◆ Task description:
Check every line below for the string "Automatic". Copy the ones that have it.

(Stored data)
━━━
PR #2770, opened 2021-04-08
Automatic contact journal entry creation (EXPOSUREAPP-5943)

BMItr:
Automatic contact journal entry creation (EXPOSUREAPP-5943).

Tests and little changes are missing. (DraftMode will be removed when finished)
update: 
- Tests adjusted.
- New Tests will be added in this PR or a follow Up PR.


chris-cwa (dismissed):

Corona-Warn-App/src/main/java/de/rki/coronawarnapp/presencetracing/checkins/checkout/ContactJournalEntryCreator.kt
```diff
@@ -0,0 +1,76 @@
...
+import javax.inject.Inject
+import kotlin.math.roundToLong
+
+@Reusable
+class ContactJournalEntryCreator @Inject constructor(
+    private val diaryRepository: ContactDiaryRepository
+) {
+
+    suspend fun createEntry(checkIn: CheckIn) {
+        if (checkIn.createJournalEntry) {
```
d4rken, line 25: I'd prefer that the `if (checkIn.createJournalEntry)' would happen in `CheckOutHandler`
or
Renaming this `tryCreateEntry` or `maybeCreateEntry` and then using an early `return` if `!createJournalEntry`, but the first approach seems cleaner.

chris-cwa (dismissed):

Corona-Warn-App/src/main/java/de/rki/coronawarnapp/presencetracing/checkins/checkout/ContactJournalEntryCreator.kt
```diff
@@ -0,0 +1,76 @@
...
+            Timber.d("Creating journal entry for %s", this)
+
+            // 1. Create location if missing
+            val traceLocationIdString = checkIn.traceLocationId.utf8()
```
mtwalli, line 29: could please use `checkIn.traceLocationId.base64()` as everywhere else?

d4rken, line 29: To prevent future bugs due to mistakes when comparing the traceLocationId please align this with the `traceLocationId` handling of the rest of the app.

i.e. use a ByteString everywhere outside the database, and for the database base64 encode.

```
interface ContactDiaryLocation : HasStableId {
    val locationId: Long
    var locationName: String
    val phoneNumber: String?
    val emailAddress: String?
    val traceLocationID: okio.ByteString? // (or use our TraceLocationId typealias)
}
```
━━━
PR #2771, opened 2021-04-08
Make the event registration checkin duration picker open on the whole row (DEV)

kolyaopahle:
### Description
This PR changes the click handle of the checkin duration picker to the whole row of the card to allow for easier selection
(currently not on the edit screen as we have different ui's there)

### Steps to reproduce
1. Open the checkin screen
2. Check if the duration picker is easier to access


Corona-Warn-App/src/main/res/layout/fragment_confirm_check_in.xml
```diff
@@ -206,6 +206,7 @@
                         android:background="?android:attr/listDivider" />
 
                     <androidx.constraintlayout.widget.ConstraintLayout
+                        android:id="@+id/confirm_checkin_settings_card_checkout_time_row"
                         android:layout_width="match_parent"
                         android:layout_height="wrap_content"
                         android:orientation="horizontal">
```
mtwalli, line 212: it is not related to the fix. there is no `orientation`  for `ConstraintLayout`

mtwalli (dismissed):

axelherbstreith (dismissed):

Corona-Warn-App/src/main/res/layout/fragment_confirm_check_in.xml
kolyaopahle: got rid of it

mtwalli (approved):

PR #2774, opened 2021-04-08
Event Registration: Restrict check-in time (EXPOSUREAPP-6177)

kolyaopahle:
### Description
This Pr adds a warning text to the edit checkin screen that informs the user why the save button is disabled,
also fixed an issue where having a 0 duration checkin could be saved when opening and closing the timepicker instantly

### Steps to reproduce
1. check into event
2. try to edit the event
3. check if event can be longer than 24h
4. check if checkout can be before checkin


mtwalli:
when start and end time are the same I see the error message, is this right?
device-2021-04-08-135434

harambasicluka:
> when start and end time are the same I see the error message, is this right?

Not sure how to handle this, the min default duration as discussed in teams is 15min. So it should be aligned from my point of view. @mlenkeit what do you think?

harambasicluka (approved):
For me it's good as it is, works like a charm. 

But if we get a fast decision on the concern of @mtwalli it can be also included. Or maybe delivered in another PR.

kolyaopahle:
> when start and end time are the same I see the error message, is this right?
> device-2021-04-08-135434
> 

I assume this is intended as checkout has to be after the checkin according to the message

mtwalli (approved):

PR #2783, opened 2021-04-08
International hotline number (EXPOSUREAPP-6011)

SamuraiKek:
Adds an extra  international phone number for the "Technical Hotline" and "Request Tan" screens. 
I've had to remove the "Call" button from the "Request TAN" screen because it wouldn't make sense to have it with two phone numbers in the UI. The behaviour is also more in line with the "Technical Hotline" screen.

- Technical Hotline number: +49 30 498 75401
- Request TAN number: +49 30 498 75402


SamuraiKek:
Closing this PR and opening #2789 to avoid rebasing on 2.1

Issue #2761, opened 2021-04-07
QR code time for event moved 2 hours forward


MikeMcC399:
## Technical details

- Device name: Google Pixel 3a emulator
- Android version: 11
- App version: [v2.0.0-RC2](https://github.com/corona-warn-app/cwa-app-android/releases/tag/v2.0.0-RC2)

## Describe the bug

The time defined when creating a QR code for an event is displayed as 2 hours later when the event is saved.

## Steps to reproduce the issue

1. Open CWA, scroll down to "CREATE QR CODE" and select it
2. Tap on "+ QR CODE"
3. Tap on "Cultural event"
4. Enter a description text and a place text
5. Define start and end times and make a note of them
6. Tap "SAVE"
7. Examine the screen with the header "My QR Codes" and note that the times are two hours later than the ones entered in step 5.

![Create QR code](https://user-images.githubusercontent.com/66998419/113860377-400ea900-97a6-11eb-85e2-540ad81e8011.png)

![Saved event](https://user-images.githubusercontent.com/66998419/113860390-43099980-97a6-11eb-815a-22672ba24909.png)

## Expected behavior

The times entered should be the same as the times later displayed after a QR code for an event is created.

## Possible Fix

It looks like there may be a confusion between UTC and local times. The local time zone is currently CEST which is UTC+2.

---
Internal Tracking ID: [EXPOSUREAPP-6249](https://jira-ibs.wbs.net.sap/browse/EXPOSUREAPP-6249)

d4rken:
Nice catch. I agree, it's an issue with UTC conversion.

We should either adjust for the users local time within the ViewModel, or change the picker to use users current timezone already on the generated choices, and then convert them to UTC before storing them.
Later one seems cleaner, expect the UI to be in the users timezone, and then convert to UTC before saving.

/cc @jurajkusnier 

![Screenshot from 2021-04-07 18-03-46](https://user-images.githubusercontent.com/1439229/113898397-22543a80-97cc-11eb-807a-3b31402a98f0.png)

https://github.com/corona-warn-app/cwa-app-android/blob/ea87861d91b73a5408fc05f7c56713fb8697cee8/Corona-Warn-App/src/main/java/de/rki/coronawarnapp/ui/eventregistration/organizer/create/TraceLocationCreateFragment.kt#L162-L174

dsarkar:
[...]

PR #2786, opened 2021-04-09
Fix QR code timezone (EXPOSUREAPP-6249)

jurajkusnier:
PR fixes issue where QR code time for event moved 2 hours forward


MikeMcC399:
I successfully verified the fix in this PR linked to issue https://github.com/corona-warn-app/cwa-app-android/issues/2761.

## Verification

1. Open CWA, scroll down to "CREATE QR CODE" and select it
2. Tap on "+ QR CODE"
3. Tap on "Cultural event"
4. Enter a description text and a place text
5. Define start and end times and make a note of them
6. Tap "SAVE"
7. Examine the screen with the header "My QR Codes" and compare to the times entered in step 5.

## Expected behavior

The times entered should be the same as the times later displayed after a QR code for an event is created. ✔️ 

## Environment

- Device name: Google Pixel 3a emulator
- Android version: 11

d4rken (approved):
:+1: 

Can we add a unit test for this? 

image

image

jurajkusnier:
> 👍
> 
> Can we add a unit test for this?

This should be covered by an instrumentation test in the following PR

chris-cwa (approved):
━━━
◆ Reply to the exercise:
Automatic contact journal entry creation (EXPOSUREAPP-5943)
Automatic contact journal entry creation (EXPOSUREAPP-5943).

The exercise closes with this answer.